Berdasarkan data Bea Cukai Tipe Madya Sidoarjo, selama kurun waktu Desember 2022 hingga Maret 2023 terdapat 87 kali penindakan terhadap peredaran rokok ilegal di wilayah Surabaya, Sidoarjo, dan Gresik. Dari hasil penindakan itu, petugas mengagalkan peredaran rokok ilegal lebih dari 9,4 juta batang senilai hampir Rp 11 miliar.
Untuk mencegah penyalahgunaan rokok ilegal, petugas memusnahkan barang bukti dengan cara dibakar sampai tidak memiliki nilai ekonomi. Sepanjang tahun 2023, KPPBC TMP B Sidoarjo telah melaksanakan dua kali pemusnahan, yakni pada Juli 2023 dan terkini pada Jumat (11/8/2023).
”Upaya ini merupakan aksi nyata dalam menciptakan fair business treatment bagi industri rokok yang telah mematuhi segala ketentuan membayar cukai sesuai kewajibannya sehingga diharapkan tidak ada lagi rokok ilegal. Kemudian, diharapkan pasar akan diisi oleh industri rokok legal sehingga pada gilirannya akan meningkatkan penerimaan negara di bidang cukai,” ujar Kepala Kantor Bea Cukai Sidoarjo Rudy Hery Kurniawan di sela acara pemusnahan.
Adapun jumlah barang yang dimusnahkan sebanyak 794.800 batang rokok ilegal jenis SKT (sigaret kretek tangan). Total perkiraan nilai barang tersebut mencapai Rp 997.474.000 dengan nilai kerugian negara sebesar Rp 531.721.200.
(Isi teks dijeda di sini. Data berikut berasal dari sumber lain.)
PR #14748, opened 2024-10-22
Add codemod for migrating `@variants` and `@responsive` directives

RobinMalfait:
This PR migrates the `@variants` and `@responsive` directives.

In Tailwind CSS v2, these were used to generate certain variants of responsive variants for the give classes. In Tailwind CSS v3, these still worked but were implemented as a no-op such that these directives don't end up in your final CSS.

In Tailwind CSS v4, these don't exist at all anymore, so we can safely get rid of them by replacing them with their contents.

Input:
```css
@variants hover, focus {
  .foo {
    color: red;
  }
}

@responsive {
  .bar {
    color: blue;
  }
}
```

Output:
```css
.foo {
  color: red;
}

.bar {
  color: blue;
}
```

### DIFF
--- a/packages/@tailwindcss-upgrade/src/codemods/migrate-tailwind-directives.test.ts
+++ b/packages/@tailwindcss-upgrade/src/codemods/migrate-tailwind-directives.test.ts
@@ -400,3 +400,19 @@ it('should drop `@tailwind variants;`', async () => {
     `),
   ).toEqual('')
 })
+
+it('should replace `@responsive` with its children', async () => {
+  expect(
+    await migrate(css`
+      @responsive {
+        .foo {
+          color: red;
+        }
+      }
+    `),
+  ).toMatchInlineSnapshot(`
+    ".foo {
+      color: red;
+    }"
+  `)
+})
--- a/CHANGELOG.md
+++ b/CHANGELOG.md
@@ -11,6 +11,7 @@ and this project adheres to [Semantic Versioning](https://semver.org/spec/v2.0.0
 
 - _Upgrade (experimental)_: Migrate `plugins` with options to CSS ([#14700](https://github.com/tailwindlabs/tailwindcss/pull/14700))
 - _Upgrade (experimental)_: Allow JS configuration files with `corePlugins` options to be migrated to CSS ([#14742](https://github.com/tailwindlabs/tailwindcss/pull/14742))
+- _Upgrade (experimental)_: Migrate `@variants` and `@responsive` directives ([#14748](https://github.com/tailwindlabs/tailwindcss/pull/14748))
 
 ### Fixed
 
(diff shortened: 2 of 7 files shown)


RobinMalfait:
* **#14749** <a href="https://app.graphite.dev/github/pr/tailwindlabs/tailwindcss/14749?utm_source=stack-comment-icon" target="_blank">Graphite</a>
* **#14748** <a href="https://app.graphite.dev/github/pr/tailwindlabs/tailwindcss/14748?utm_source=stack-comment-icon" target="_blank">Graphite</a> 👈
* `next`

<h2></h2>

RobinMalfait:
The confusing part here is that if you use `@variants hover`
```css
@variants hover {
  .foo {
    color: red;
  }
}
```

If you then use it in your html as:
```html
<div class="hover:foo focus:foo foo">hello world</div>
```

Then the following CSS is being generated:
```css
.foo {
  color: red;
}
.hover\:foo:hover {
  color: red;
}
.focus\:foo:focus {
  color: red;
}
```

Which means that the `variants` listed in `@variants` don't matter. But `foo` is treated as a utility. So maybe the better solution is to wrap this in `@layer utilities` and migrate it to an `@utility` instead 🤔

philipp-spiess:
@RobinMalfait Ah, yeah, I think you're right we should migrate this to `@utility` to not break stuff. Fun that it doesn't matter which variants you used anymore but makes it easier for us at least 🙈

RobinMalfait:
Haha yeah that is a bit confusing. In v2 we generated everything ahead-of-time, and later introduced the just-in-time in v3. So in v2 we needed that information to generate all the CSS.

packages/@tailwindcss-upgrade/src/codemods/migrate-tailwind-directives.test.ts
```diff
@@ -400,3 +400,37 @@ it('should drop `@tailwind variants;`', async () => {
...
+          color: red;
+        }
+      }
+    `),
+  ).toMatchInlineSnapshot(`
+    "@variants hover, focus {
+      .foo {
+        color: red;
+      }
+    }"
```
thecrypticace, line 418: Either the test name is wrong or the snapshot is wrong

philipp-spiess (changes requested):
Need to add the `migrateVariantsDirective` rule to the defaults now 🙈  Let's add a full integration test to make sure it indeed works

packages/@tailwindcss-upgrade/src/codemods/migrate-tailwind-directives.test.ts
RobinMalfait: Deleted it now; This was moved to a separate file. Should be all good now.

RobinMalfait:
Should be good to go now

philipp-spiess (approved):

philipp-spiess:
### Merge activity

PR #14750, opened 2024-10-22
Add `postcss` as a dependency of `@tailwindcss/postcss`

RobinMalfait:
This PR adds `postcss` as a dependency of `@tailwindcss/postcss`. 

If you are in an environment with Next.js where you can use the `@tailwindcss/postcss` package, then `postcss` is required.

If you have `postcss` in your `package.json`, then everything is fine, however if you don't then you will get an error that `postcss` cannot be found.

Note: this only happens when you are using `npm`, if you are using `pnpm`, then the `postcss` package can be resolved correctly and you won't run into issues. This is also why the integration tests just worked (because we use `pnpm`).

To make sure that this package works for most people in most environments, we explicitly add `postcss` as a dependency of `@tailwindcss/postcss`.

---

I wanted to create an integration test for this to make sure this works, but we are currently using `pnpm` with some of `pnpm`'s features to make sure that we can override dependencies that point to `.tgz` files.


philipp-spiess (approved):

RobinMalfait:
* **#14750** <a href="https://app.graphite.dev/github/pr/tailwindlabs/tailwindcss/14750?utm_source=stack-comment-icon" target="_blank">Graphite</a> 👈
* `next`

<h2></h2>

PR #14752, opened 2024-10-22
Adjust CSS resolver heuristics

philipp-spiess:
When we implemented the CSS import resolution system, we found out a nasty detail about CSS imports in that files without a relative path prefix would still be relative to the source file. E.g.:

```css
@import 'foo.css';
```

Should first look for the file `foo.css` in the same directory. To make this cost as cheap as possible, we limited this by a heuristics to only apply the auto-relative imports for files with a file extension.

Naturally, while testing v4 on more templates, we found that it's common for people to omit the file extension when loading css file. The above could also be written as such:

```css
@import 'foo';
```

So we are lifting the heuristics for better interop with the ecosystem. Note that we still look for specific imports (`tailwindcss` and `tailwindcss/*`) where we do not do the additional lookup since this is a module level import we expect most users to be adding in their app.


philipp-spiess:
* **#14752** <a href="https://app.graphite.dev/github/pr/tailwindlabs/tailwindcss/14752?utm_source=stack-comment-icon" target="_blank">Graphite</a> 👈
* `next`

<h2></h2>

philipp-spiess:
Going to close this one in favor of a codemod that updates the CSS file to append `./` if the file is locally. This will make compilations much faster while avoiding unexpected behavior.

PR #14755, opened 2024-10-22
Upgrade: Rewrite imports of relative files to use relative file paths

philipp-spiess:
When we implemented the CSS import resolution system, we found out a detail about CSS imports in that files without a relative path prefix would still be relative to the source file. E.g.:

```css
@import 'foo.css';
```

Should first look for the file `foo.css` in the same directory. To make this cost as cheap as possible, we limited this by a heuristics to only apply the auto-relative imports for files with a file extension.

Naturally, while testing v4 on more templates, we found that it's common for people to omit the file extension when loading css file. The above could also be written as such:

```css
@import 'foo';
```

To improve this, we have two options:

- We either remove the heuristics, making every `@import` more expensive because we have to check for relative files.
- We upgrade our codemods to rewrite `@import` statements to be explicitly relative.

Because we really care about performance, we opted to go with the latter option. This PR adds the codemod and removes the heuristics so we resolve CSS files similar to how you would resolve JS files.


philipp-spiess:
* **#14755** <a href="https://app.graphite.dev/github/pr/tailwindlabs/tailwindcss/14755?utm_source=stack-comment-icon" target="_blank">Graphite</a> 👈
* `next`

<h2></h2>

packages/@tailwindcss-upgrade/src/codemods/migrate-import.test.ts
```diff
@@ -0,0 +1,88 @@
...
+      }),
+    )
+    .process(input, { from: expect.getState().testPath })
+    .then((result) => result.css)
+}
+
+it('prints relative file imports as relative paths', async () => {
+  expect(
+    await migrate(css`
+      @import 'fixtures/test';
```
RobinMalfait, line 27:
```suggestion
      @import 'fixtures/test';
      @import './fixtures/test';
```

RobinMalfait (commented):
Looks good, we do bail when it starts with `.` which means that
```css
@import "./foo"
```

Stays as-is instead of resulting in:
```css
@import "./foo.css"
```

RobinMalfait (approved):

philipp-spiess:
### Merge activity

CHANGELOG.md
```diff
@@ -30,6 +31,7 @@ and this project adheres to [Semantic Versioning](https://semver.org/spec/v2.0.0
 
 ### Changed
 
+- No longer resolve filenames without a prefix as relative files (e.g. `@import 'styles.css'` instead of `@import './styles.css'`) ([#14755](https://github.com/tailwindlabs/tailwindcss/pull/14755))
```
adamwathan, line 34:
```suggestion
- Require a relative path prefix for importing relative CSS files (e.g. `@import './styles.css'` instead of `@import 'styles.css'`) ([#14755](https://github.com/tailwindlabs/tailwindcss/pull/14755))
```

adamwathan:
Can't quite tell from the changes — do we support this now or no?

```css
@import "some-relative-file.css";
```

IMO we shouldn't if we do currently.

adamwathan:
> With this codemod, this will be converted to:
> 
> ```css
> @import "./some-relative-file.css";
> ```
> 
> If the `some-relative-file.css` can be found on disk.

Yeah but say you don't run the codemod, does our `@import` handling handle this?

```css
@import "some-relative-file.css";
```

IMO it should error.

adamwathan (approved):

philipp-spiess:
@adamwathan Yeah this change removed the logic where it automatically appends the `./` so we now error with this in the code.

lubomirblazekcz:
Both 

> > With this codemod, this will be converted to:
> > ```css
> > @import "./some-relative-file.css";
> > ```
> > 
> > 
> >     
> >       
> >     
> > 
> >       
> >     
> > 
> >     
> >   
> > If the `some-relative-file.css` can be found on disk.
> 
> Yeah but say you don't run the codemod, does our `@import` handling handle this?
> 
> ```css
> @import "some-relative-file.css";
> ```
> 
> IMO it should error.

Both is valid css import and should work though. Just found out that this broke bunch of imports in my css sice the update to latest beta. Should I create a new issue?

PR #14765, opened 2024-10-23
Refactor `@media` handling

RobinMalfait:
This PR is an internal refactor to improve the way we handle at-rules. Essentially we check for the `@` symbol and bail early if that's not the case.

We also improve the way `@media` is being handled by first checking for `@media`, and then handle all the params separately.

Last but not least, we also inverted the `@theme` check condition such that it is handled the same way we handle everything else.

### DIFF
--- a/packages/tailwindcss/src/index.ts
+++ b/packages/tailwindcss/src/index.ts
@@ -258,54 +258,55 @@ async function parseCss(
       return WalkAction.Skip
     }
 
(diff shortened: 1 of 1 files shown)


RobinMalfait:
* **#14765** <a href="https://app.graphite.dev/github/pr/tailwindlabs/tailwindcss/14765?utm_source=stack-comment-icon" target="_blank">Graphite</a> 👈
* `next`

<h2></h2>

thecrypticace (approved):

PR #16514, opened 2025-02-13
Allow `theme(…)` options when using `@import`

RobinMalfait:
This PR improves the developer experience when trying to use `theme(…)` options on an import.

Today, if you want to use Tailwind CSS, you can import it as:

```css
@import "tailwindcss";
```

But if you want to use any of the `theme(…)` options, like the `static` theme option, then you had to use this instead:

```css

@import 'tailwindcss/theme' layer(theme) theme(static);
```
In this scenario you have to be careful, because the `layer(…)` _must_ be the first option after an import (according to the spec). So if you use `@import 'tailwindcss/theme' theme(static) layer(theme);` then that's not going to work either.

This PR solves that by allowing you to use the `theme(…)` options directly on the `@import` statement:

```css
@import 'tailwindcss' theme(static);
```

The only edge case is when you want to use `theme(reference)`. A typical use case is for projects with `<style>` blocks where you want to _reference_ the CSS variables from the theme. 

If you use `@import 'tailwindcss' theme(reference);`, then all `@theme` blocks will be references and you can reference theme values. This is good. The bad part is that `@import 'tailwindcss';` also includes preflight CSS. This means that we will import the preflight CSS for every `<style>` block. This is probably not what you want.

The solution is to use `@reference 'tailwindcss';` instead which strips all of that information and only gives you access to CSS variables.

This PR also makes sure that if you use `theme(reference)` on an import that we still throw an error and suggest you use `@reference` instead. This is not a breaking change because right now if you use `@import` with `theme(…)` options it will already throw an error.

### Test plan:

1. Added dedicated tests to make sure we don't throw anymore.
2. Added test to make sure that we _do_ throw when using `theme(reference)` on an import.

### DIFF
--- a/CHANGELOG.md
+++ b/CHANGELOG.md
@@ -18,6 +18,7 @@ and this project adheres to [Semantic Versioning](https://semver.org/spec/v2.0.0
 - Vite: Ensure setups with multiple Vite builds work as expected ([#16631](https://github.com/tailwindlabs/tailwindcss/pull/16631))
 - Vite: Ensure Astro production builds contain classes for client-only components ([#16631](https://github.com/tailwindlabs/tailwindcss/pull/16631))
 - Vite: Ensure utility classes are read without escaping special characters ([#16631](https://github.com/tailwindlabs/tailwindcss/pull/16631))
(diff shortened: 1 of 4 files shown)


philipp-spiess (approved):
Noice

Tantangannya adalah membongkar pelaku peredaran rokok ilegal terutama produsen atau pembuatnya. Sebab, setiap kali ditindak yang ditemukan hanya barangnya. Pemilik barang tidak diketahui.
Sebelumnya, jumlah barang yang dimusnahkan mencapai 8.644.960 batang dengan total perkiraan nilai sebesar Rp 9.998.842.400. Total kerugian negara akibat rokok ilegal tanpa cukai tersebut mencapai Rp 5.337.859.250.
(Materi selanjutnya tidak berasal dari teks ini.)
PR #16542, opened 2025-02-14
Expose AST scope and parsing methods

sonofmagic:
In the current Tailwind CSS functionality, we may need to perform some static analysis on existing projects, including parsing the project's CSS, obtaining the AST, and performing transformations (similar to PostCSS's API). 

However, the currently exposed API does not provide such capabilities. Therefore, the purpose of this PR is to introduce these changes.

```ts
import { CSS, parseCss, CompileOptions } from 'tailwindcss'

function getContext(css: string, opts: CompileOptions = {}) {
  return parseCss(CSS.parse(css), opts)
}

const ctx = await getContext('@import \'tailwindcss\';')
// do stuff
// ...
```

### DIFF
--- a/packages/tailwindcss/package.json
+++ b/packages/tailwindcss/package.json
@@ -55,6 +55,14 @@
       "require": "./src/plugin.cts",
       "import": "./src/plugin.ts"
     },
+    "./ast": {
+      "require": "./src/ast.cts",
+      "import": "./src/ast.ts"
+    },
+    "./ast.js": {
+      "require": "./src/ast.cts",
+      "import": "./src/ast.ts"
+    },
     "./package.json": "./package.json",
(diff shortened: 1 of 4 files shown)


philipp-spiess:
@sonofmagic Hey! This is internal API that we will probably break in the future so I don't recommend anyone using it and exposing it in a new package invites exactly that use case so I don't think that's something we'd like to expose.

These APIs are also highly coupled towards Tailwind CSS, I suggest using a more generic CSS parser for your libraries like postcss.

What kind of static analysis do you want to do?

philipp-spiess:
Going to close this PR for now but I'd love to hear about your use case for this over in the [discussion you created](https://github.com/tailwindlabs/tailwindcss/discussions/16543).

PR #16579, opened 2025-02-16
minor: better type safety and best practice to escape function

soranoo:
Hello,

This PR aims to improve type safety and adhere to best practices for the selector escape function.
- Replaces `var` with `const` or `let` for better scoping and readability.


philipp-spiess (approved):
Hey! Thanks we don't usually take these kind of contributions since the risk of adding errors outweighs the style changes but it did seem unnecessary to me that we have `escape(…)` duplicated for our integration test setups so I decided to make some adjustments and land this. Thank you!

PR #16620, opened 2025-02-18
Upgrade: Use latest tag for packages

philipp-spiess:


RobinMalfait (approved):

RobinMalfait (commented):
Hah might need to update the tests since they check for an exact `4.0.0` match.

PR #16693, opened 2025-02-20
Fix integration tests for Windows

philipp-spiess:
The Nuxt preview server always starts on port 3000 even if that port is taken. With the added tests in #16631 there is now a higher chance these ports are already taken since e.g. react router prefers to start at port 3000 and so do other servers.
This PR changes this so that we assign a random port inside the test instead.

## Test plan

- Ensure Windows CI is green again


integrations/utils.ts
```diff
@@ -588,3 +589,11 @@ async function gracefullyRemove(dir: string) {
...
   }
 }
+
+export function getFreePort(): number {
+  let server = net.createServer()
+  server.listen(0)
+  let address = server.address() as net.AddressInfo
+  server.close()
+  return address.port
+}
```
RobinMalfait, line 599: NOOOOOO 😭

thecrypticace (approved):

Rudy mengatakan, yang dimaksud dengan rokok ilegal adalah rokok yang tidak dilekati pita cukai atau rokok polos. Selain itu, juga rokok yang dilekati pita cukai, tetapi tidak sesuai peruntukannya. Bisa juga, rokok yang dilekati pita cukai palsu.
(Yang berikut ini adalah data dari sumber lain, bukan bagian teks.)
PR #16715, opened 2025-02-21
Use amount of properties when sorting

RobinMalfait:
Right now we sort the nodes based on a pre-defined sort order based on the properties that are being used. The property sort order is defined in a list we maintain.

We also have to make sure that the property count is taken into account such that if all the "sorts" are the same, that we fallback to the property count. Most amount of properties should be first such that we can override it with more specific utilities that have fewer properties.

However, if a property doesn't exist, then it wouldn't be included in a list of properties therefore the total count was off. 

This PR fixes that by counting all the used properties. If a property already exists it is counted twice. E.g.:
```css
.foo {
  color: red;

  &:hover {
    color: blue;
  }
}
```

In this case, we have 2 properties, not 1 even though it's the same `color` property.

## Test plan:

1. Updated the tests that are now sorted correctly
2. Added an integration test to make sure that `prose-invert` is defined after the `prose-stone` classes when using the `@tailwindcss/typography` plugin where this problem originated from.

Note how in this play (https://play.tailwindcss.com/wt3LYDaljN) the `prose-invert` comes _before_ the `prose-stone` which means that you can't apply the `prose-invert` classes to invert `prose-stone`.

### DIFF
--- a/packages/tailwindcss/src/compile.ts
+++ b/packages/tailwindcss/src/compile.ts
@@ -327,18 +327,19 @@ function getPropertySort(nodes: AstNode[]) {
     if (node.kind === 'declaration') {
       count++
 
-      if (!seenTwSort) {
-        if (node.property === '--tw-sort') {
-          let idx = GLOBAL_PROPERTY_ORDER.indexOf(node.value ?? '')
-          if (idx !== -1) {
-            order.add(idx)
-            seenTwSort = true
-          }
-        }
+      if (seenTwSort) continue
 
-        let idx = GLOBAL_PROPERTY_ORDER.indexOf(node.property)
-        if (idx !== -1) order.add(idx)
+      if (node.property === '--tw-sort') {
+        let idx = GLOBAL_PROPERTY_ORDER.indexOf(node.value ?? '')
+        if (idx !== -1) {
+          order.add(idx)
+          seenTwSort = true
+          continue
+        }
       }
+
+      let idx = GLOBAL_PROPERTY_ORDER.indexOf(node.property)
+      if (idx !== -1) order.add(idx)
     } else if (node.kind === 'rule' || node.kind === 'at-rule') {
       for (let child of node.nodes) {
         q.push(child)
--- a/packages/tailwindcss/src/compile.ts
+++ b/packages/tailwindcss/src/compile.ts
@@ -95,8 +95,8 @@ export function compileCandidates(
     // Find the first property that is different between the two rules
     let offset = 0
     while (
-      aSorting.properties.order.length < offset &&
-      zSorting.properties.order.length < offset &&
+      offset < aSorting.properties.order.length &&
+      offset < zSorting.properties.order.length &&
       aSorting.properties.order[offset] === zSorting.properties.order[offset]
     ) {
       offset += 1
--- a/packages/tailwindcss/src/compile.ts
+++ b/packages/tailwindcss/src/compile.ts
@@ -325,7 +325,8 @@ function getPropertySort(nodes: AstNode[]) {
     // operator because we guarded against `q.length > 0` above.
     let node = q.shift()!
     if (node.kind === 'declaration') {
-      count++
+      // Empty strings should still be counted, e.g.: `--tw-foo:;` is valid
+      if (node.value !== undefined) count++
 
       if (seenTwSort) continue
 
--- a/packages/tailwindcss/src/compile.ts
+++ b/packages/tailwindcss/src/compile.ts
@@ -23,7 +23,7 @@ export function compileCandidates(
 ) {
   let nodeSorting = new Map<
     AstNode,
-    { properties: number[]; variants: bigint; candidate: string }
+    { properties: { order: number[]; count: number }; variants: bigint; candidate: string }
   >()
   let astNodes: AstNode[] = []
   let matches = new Map<string, Candidate[]>()
@@ -95,18 +95,19 @@ export function compileCandidates(
     // Find the first property that is different between the two rules
     let offset = 0
     while (
-      aSorting.properties.length < offset &&
-      zSorting.properties.length < offset &&
-      aSorting.properties[offset] === zSorting.properties[offset]
+      aSorting.properties.order.length < offset &&
+      zSorting.properties.order.length < offset &&
+      aSorting.properties.order[offset] === zSorting.properties.order[offset]
     ) {
       offset += 1
     }
 
     return (
       // Sort by lowest property index first
-      (aSorting.properties[offset] ?? Infinity) - (zSorting.properties[offset] ?? Infinity) ||
+      (aSorting.properties.order[offset] ?? Infinity) -
+        (zSorting.properties.order[offset] ?? Infinity) ||
       // Sort by most properties first, then by least properties
-      zSorting.properties.length - aSorting.properties.length ||
+      zSorting.properties.count - aSorting.properties.count ||
       // Sort alphabetically
       compare(aSorting.candidate, zSorting.candidate)
     )
@@ -124,7 +125,10 @@ export function compileAstNodes(candidate: Candidate, designSystem: DesignSystem
 
   let rules: {
     node: AstNode
-    propertySort: number[]
+    propertySort: {
+      order: number[]
+      count: number
+    }
   }[] = []
 
   let selector = `.${escape(candidate.raw)}`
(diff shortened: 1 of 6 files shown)


packages/tailwindcss/src/compile.ts
```diff
@@ -310,30 +314,40 @@ function applyImportant(ast: AstNode[]): void {
...
     let node = q.shift()!
     if (node.kind === 'declaration') {
-      if (node.property === '--tw-sort') {
-        let idx = GLOBAL_PROPERTY_ORDER.indexOf(node.value ?? '')
-        if (idx !== -1) {
-          propertySort.add(idx)
-          break
+      count++
+
+      if (!seenTwSort) {
```
RobinMalfait, line 330: We were using a `break` before once we noticed a `--tw-sort`, but now we want to make sure we count _all_ properties. So once we notice a `--tw-sort` we don't want to collect new properties in the `order` set anymore, but we still want to keep walking to count other properties.

philipp-spiess: Could we invert this condition so we reduce the level of nesting here? 

```suggestion
      if (teenTwSort) continue;
```

packages/tailwindcss/src/utilities.test.ts
```diff
@@ -4214,16 +4214,16 @@ test('translate-y', async () => {
...
+    ".-translate-z-\\[var\\(--value\\)\\] {
       --tw-translate-z: calc(var(--value) * -1);
       translate: var(--tw-translate-x) var(--tw-translate-y) var(--tw-translate-z);
     }
 
+    .translate-y-px {
+      --tw-translate-y: 1px;
+      translate: var(--tw-translate-x) var(--tw-translate-y);
+    }
+
```
philipp-spiess, line 4226: I'm confused why the order here changed, didn't both classes define the same number of properties before? 🤔

packages/tailwindcss/src/utilities.test.ts
```diff
@@ -12585,10 +12589,6 @@ test('font', async () => {
       font-family: ui-sans-serif;
     }
 
-    .font-sans {
-      font-family: var(--font-sans);
-    }
```
philipp-spiess, line 12590: Also wouldn't expect this moving.

philipp-spiess (commented):
LGTM but I'm confused why two utilities got reordered in the tests even though they set the same number of properties

packages/tailwindcss/src/utilities.test.ts
RobinMalfait: This is related to the bug we had originally where only known properties are counted, but we have to think if this is what we want though 🤔

So, if you look at the the property-order file, you see this:
```
  'translate',
  '--tw-translate-x',
  '--tw-translate-y',
```

and `--tw-translate-z` doesn't exist in that list (we can add it though).

This means that even though we have 2 properties, in the previous code this would result in a sort order of `[53]` for the `translate-z-*` class (53 is the order of the `translate` property).

And for `translate-y-*` it would result in `[53, 55]` where `55` is the order of the `--tw-translate-y` property.

In the old code, that also means that the `translate-z-*` class counted 1 property, and the `translate-y-*` counted 2 properties, therefore it is sorted this way.

In the new code, this still results in `[53, 55]` and `[53]` but now we track the count which is `2` in both cases.

Another thing that already existed is that we only compare those numbers up to where they have the same length. So in both scenarios that would be comparing `53`. Then we compare the property count, and _then_ we compare alphabetically.

So previously we would compare the property count which was 1 vs 2, now they are both 2 and therefore we fallback to the alphabetical sort where the negative `-translate-z` is sorted before the other one.

The current code handling all of that:
```ts
astNodes.sort((a, z) => {
  // SAFETY: At this point it is safe to use TypeScript's non-null assertion
  // operator because if the ast nodes didn't exist, we introduced a bug
  // above, but there is no need to re-check just to be sure. If this relied
  // on pure user input, then we would need to check for its existence.
  let aSorting = nodeSorting.get(a)!
  let zSorting = nodeSorting.get(z)!

  // Sort by variant order first
  if (aSorting.variants - zSorting.variants !== 0n) {
    return Number(aSorting.variants - zSorting.variants)
  }

  // Find the first property that is different between the two rules
  let offset = 0
  while (
    aSorting.properties.order.length < offset &&
    zSorting.properties.order.length < offset &&
    aSorting.properties.order[offset] === zSorting.properties.order[offset]
  ) {
    offset += 1
  }

  return (
    // Sort by lowest property index first
    (aSorting.properties.order[offset] ?? Infinity) -
      (zSorting.properties.order[offset] ?? Infinity) ||
    // Sort by most properties first, then by least properties
    zSorting.properties.count - aSorting.properties.count ||
    // Sort alphabetically
    compare(aSorting.candidate, zSorting.candidate)
  )
})
```

Looking at the count/order result, if I add the `--tw-translate-z` to the property-order list, then this would be the result:
```
--tw-translate-x: 1px;
 2 [ 53, 54 ]

--tw-translate-y: 1px;
 2 [ 53, 55 ]

--tw-translate-z: calc(var(--value) * -1);
 2 [ 53, 56 ]
```
Where `2` is the count of properties, and the array is the sorted list based on the property order.

So uhm, I think this code is completely wrong:
```ts
  // Find the first property that is different between the two rules
  let offset = 0
  while (
    aSorting.properties.order.length < offset &&
    zSorting.properties.order.length < offset &&
    aSorting.properties.order[offset] === zSorting.properties.order[offset]
  ) {
    offset += 1
  }
```
Because the `offset` will start at `0`, so the `aSorting.properties.order.length` and `zSorting.properties.order.length`  will never be less than `0`.

Thanks for being my rubber ducky! 😅 

---

Complete sidenote: this test is wrong because this is the `translate-z-*` test and we use `translate-y-*` 😅

packages/tailwindcss/src/utilities.test.ts
RobinMalfait: Aha! I accidentally counted properties that were set to `undefined | null`. So we counted `3` for this guy (`font-family`, `font-feature-settings`, `font-variation-settings`)

packages/tailwindcss/src/compile.ts
```diff
@@ -95,18 +95,19 @@ export function compileCandidates(
     // Find the first property that is different between the two rules
     let offset = 0
     while (
-      aSorting.properties.length < offset &&
-      zSorting.properties.length < offset &&
-      aSorting.properties[offset] === zSorting.properties[offset]
+      offset < aSorting.properties.order.length &&
+      offset < zSorting.properties.order.length &&
```
RobinMalfait, line 99: This check was always wrong. `offset` started as `0` and no array has a length of `< 0` 😅

packages/tailwindcss/src/utilities.test.ts
```diff
@@ -4213,14 +4213,15 @@ test('translate-y', async () => {
 })
 
 test('translate-z', async () => {
-  expect(await run(['translate-y-px', '-translate-z-[var(--value)]'])).toMatchInlineSnapshot(`
-    ".translate-y-px {
-      --tw-translate-y: 1px;
-      translate: var(--tw-translate-x) var(--tw-translate-y);
+  expect(await run(['translate-z-px', '-translate-z-[var(--value)]'])).toMatchInlineSnapshot(`
```
RobinMalfait, line 4216: Use the correct `translate-z-px` instead. (previous commits also show the fix for the order change)

packages/tailwindcss/src/property-order.ts
```diff
@@ -75,6 +75,7 @@ export default [
   'translate',
   '--tw-translate-x',
   '--tw-translate-y',
+  '--tw-translate-z',
```
RobinMalfait, line 78: This was missing, but we do have it for `--tw-scale-z` and `--tw-rotate-z` so I figured why don't we just add this.

packages/tailwindcss/src/utilities.test.ts
```diff
@@ -4213,14 +4213,15 @@ test('translate-y', async () => {
...
+      --tw-translate-z: calc(var(--value) * -1);
+      translate: var(--tw-translate-x) var(--tw-translate-y) var(--tw-translate-z);
     }
 
-    .-translate-z-\\[var\\(--value\\)\\] {
-      --tw-translate-z: calc(var(--value) * -1);
+    .translate-z-px {
+      --tw-translate-z: 1px;
+      translate: var(--tw-translate-x) var(--tw-translate-y) var(--tw-translate-z);
       translate: var(--tw-translate-x) var(--tw-translate-y) var(--tw-translate-z);
```
philipp-spiess, line 4225: Unrelated to this PR but we found `translate-z-px` emits two css classes right now. Needs a follow-up fix

packages/tailwindcss/src/utilities.test.ts
```diff
@@ -16385,28 +16386,28 @@ test('@container', async () => {
...
-    .\\@container-normal\\/sidebar {
-      container: sidebar;
+    .\\@container-\\[size\\] {
+      container-type: size;
     }
 
-    .\\@container\\/sidebar {
-      container: sidebar / inline-size;
+    .\\@container-normal {
+      container-type: normal;
```
philipp-spiess, line 16410: Ah nice so this previously counted `container` and `container-type` as the same but isn't doing that anymore. Neat!

philipp-spiess (approved):

packages/tailwindcss/src/utilities.test.ts
RobinMalfait: PR: https://github.com/tailwindlabs/tailwindcss/pull/16718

Menurut dia, peredaran rokok ilegal berpotensi meningkat karena tarif cukai yang terus naik setiap tahun. Karena itu, perlu strategi untuk memitigasi agar peredaran rokok ilegal ini tidak terus meluas. Salah satunya, melalui operasi gempur rokok ilegal.
”Tantangannya adalah membongkar pelaku peredaran rokok ilegal terutama produsen atau pembuatnya. Sebab, setiap kali ditindak yang ditemukan hanya barangnya. Pemilik barang tidak diketahui,” kata Rudy.
Meski demikian, pihaknya terus berkomitmen memberantas peredaran rokok ilegal dengan cara menindak produsen dan menggencarkan sosialisasi kepada masyarakat selaku konsumen tentang bahaya rokok ilegal terhadap kesehatan.
Rudy menambahkan, cukai merupakan instrumen pengendalian yang digunakan pemerintah untuk membatasi konsumsi dan mengawasi peredaran barang kena cukai termasuk hasil tembakau (rokok) yang dapat membahayakan kesehatan masyarakat.
Kepala Seksi Penyuluhan dan Layanan Informasi Gatot Kuncoro mengatakan, KPPBC TMP B Sidoarjo juga menerapkan bentuk Ultimum Remedium sebagai Fiscal Recovery, yakni sesuai Pasal 13 Ayat (3) huruf d Peraturan Menteri Keuangan nomor PMK-237/PMK.04/2022 yang berlaku mulai Januari 2023 tentang Penelitian Dugaan Pelanggaran di Bidang Cukai.
Terkait hal tersebut, KPPBC TMP B Sidoarjo saat ini telah menyetorkan ke kas negara atas pembayaran sanksi administrasi berupa denda atas pelaksanaan Ultimum Remedium (UR) sebanyak dua kali penindakan dengan nilai denda cukai sebesar Rp 88.308.000 (delapan puluh delapan juta tiga ratus delapan ribu rupiah) yang secara otomatis akan menambah penerimaan negara.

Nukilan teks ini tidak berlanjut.